Some unordered notes on working with the bulk branch:

  • Remember that successfully-built packages are immediately pushed to Anaconda.

  • You may want to coordinate the timing of fixes and pushes (say, via gitter). This is because the bulk branch has fail-fast: false set to allow parallel jobs to progress as much as possible. Multiple people pushing to bulk means that there is a risk of trying to build the same recipes multiple times. In such a case, only the first package will be actually uploaded and subsequent packages will a failure on the upload step. So there is no danger to the channel, it’s just poor use of CI resources.

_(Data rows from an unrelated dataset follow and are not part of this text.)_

Issue #3705, opened 2020-10-14
Leap results should prioritize exact matches


Fang-:
I'm in a couple groups with "Tlon" in the name. One of them is called _just_ "Tlon". When I type "Tlon" into leap, I'd expect the exact match to come up first, however:

<img width="176" alt="image" src="https://user-images.githubusercontent.com/3829764/95966643-ac1ddf00-0e0b-11eb-8565-029290b4bd46.png">

It lists the longer names first. This is incorrect from both a "best match" and "alphabetical order" perspective.

Additionally, when I'm already viewing the "Tlon" group, it shows the "create channel" action as well. And as a first option, even though it's a relatively rare action compared to just navigating around.

PR #3795, opened 2020-10-23
leap: return 'other' first, lowercase groups

matildepark:
- Return 'other' results first because "Home" was getting buried by channels when those types of results should be returned first (though exact results should also always be weighted, see #3705)
- Searching for group names was accidentally case sensitive; now it's not.


liam-fitzgerald (approved):
LGTM!

PR #3796, opened 2020-10-23
chat: disable autocomplete on mobile

tylershuster:
@ohAitch I can't test this without an iPad — simulator won't let me download an app. Can you try this?

### DIFF
--- a/pkg/interface/src/views/apps/chat/components/chat-editor.js
+++ b/pkg/interface/src/views/apps/chat/components/chat-editor.js
@@ -172,6 +172,7 @@ export default class ChatEditor extends Component {
             fontSize="14px"
             style={{ width: '100%', background: 'transparent', color: 'currentColor' }}
             placeholder={inCodeMode ? "Code..." : "Message..."}
+            autoComplete={new RegExp(/Chrome/).test(navigator.userAgent) ? 'disabled' : 'off'}
             onKeyUp={event => {
               if (event.key === 'Enter') {
                 this.submit();
--- a/pkg/interface/src/views/apps/chat/components/chat-editor.js
+++ b/pkg/interface/src/views/apps/chat/components/chat-editor.js
@@ -172,7 +172,7 @@ export default class ChatEditor extends Component {
             fontSize="14px"
             style={{ width: '100%', background: 'transparent', color: 'currentColor' }}
             placeholder={inCodeMode ? "Code..." : "Message..."}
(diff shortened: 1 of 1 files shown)


matildepark:
Idk how he would be able to actually. But I can give it a shot on my own iPad. Let me, uh, install iPad chrome I guess.

tylershuster:
way to take one for the team

ohAitch:
(Sorry, not sure how, my urbits come in "hosted" and "docker, cli, haven't figured out how to get at the http ports")

matildepark:
0A7B3E91-5825-42E5-B6ED-F1C117519B06_1_101_o

No dice.

pkg/interface/src/views/apps/chat/components/chat-editor.js
```diff
@@ -172,6 +172,7 @@ export default class ChatEditor extends Component {
             fontSize="14px"
             style={{ width: '100%', background: 'transparent', color: 'currentColor' }}
             placeholder={inCodeMode ? "Code..." : "Message..."}
+            autoComplete={new RegExp(/Chrome/).test(navigator.userAgent) ? 'disabled' : 'off'}
```
matildepark, line 175: I think this doesn't work because Chrome [uses nearly the same user agent string as Safari](https://chromium.googlesource.com/chromium/src/+/master/docs/ios/user_agent.md). Try catching `CriOS` instead.

tylershuster: CriOS, desTROyer of wORldS

matildepark:
OK well, still nothing — 

85D29E66-54A7-44F7-8A26-1D518819CF3C_1_105_c

Since this is Chrome on iOS, which is just Safari on iOS — does it [even support this attribute](https://developer.mozilla.org/en-US/docs/Web/HTML/Attributes/autocomplete)? It seems like it might not.

ohAitch:
Any chance of just detecting CriOS and reverting to codemirror? ^-^

(I noticed I can also no longer Shift-Enter on what is, after all, now a
single-line <input> element)

tylershuster:
Try this out. I changed it to a textarea which seems to solve our problems but can't verify on an iPad.

matildepark:
Afraid not.

IMG_0010

matildepark:
Still no solution here.

tylershuster:
You know I know it. I've been able to reproduce behavior stemming from the same underlying issue on my phone, so that puts us one step closer, but I haven't figured out the magic yet. Obviously it's possible with native elements, but I don't know what yet.

PR #3798, opened 2020-10-24
eyre: produce moves in correct order

Fang-:
I double-confused myself. The comment here made me think I was fine just storing the moves in reverse order, but of course I have to _produce_ them in the correct order. Also Arvo uses sane move order, so the test was wrong to begin with.

https://github.com/urbit/urbit/blob/235bfbbd2faf3184481558bad09108a8f69e91c3/pkg/arvo/sys/vane/eyre.hoon#L1050-L1052


eglaysher (approved):
Makes sense. I've done the move order wrong thing before too.

It would be great if we could solve this entire category of bugs with types, but oh well.

PR #3799, opened 2020-10-24
eyre: ignore facts directly after clog

Fang-:
When an application would send multiple facts during a single event, it was possible for one fact to trigger a clog, removing the subscription and sending a quit, but then subsequent facts still getting sent out at normal.  
Getting facts after receiving a quit seems slightly weird, especially considering clients sending out resubscribes based on the point at which they lost the subscription.

Here, we drop any facts for subscriptions we don't have registered in state, which should only happen in the described case.

### DIFF
--- a/pkg/arvo/sys/vane/eyre.hoon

  • The logs are awkward to read and hard to find exactly where failures occur. One way to do this is to go to the bottom where there is a report of which packages failed. This report is shown when a bulk job goes to completion (rather than timing out). Then search for that package backwards through the log. You can also look for the broad structure of the log: recipes with nothing to do will be reported in a short stanza, so you can use those as structural markers to indicate where there’s no useful log info.

  • Instead of using the search functionality in the CI logs, download the raw log (from gear menu at top right) to use your browser search functionality, which is often much easier to use (for example, Chrome shows occurrences of search term throughout the document in the scrollbar, which makes digging for the actual error a lot easier).

  • You may see a lot of output for Python packages in particular. This is because for bioconda-utils to figure out whether it needs to build the package, it needs to know what the hash is for the package. This in turn requires figuring out all the dependencies to see which of them are pinned and then using those to calculate a hash. So it may appear that it’s doing a lot of work for packages that don’t need to be rebuilt, but that work needs to be done simply to figure out if a rebuild is needed, and so this is expected.

  • For linux-64, osx-64, and osx-arm64 the bulk runs take place on GitHub Actions, and the configuration is in .github/workflows/Bulk.yml. For linux-aarch64, the builds take place on CircleCI and the configuration is in .circleci/config.yml.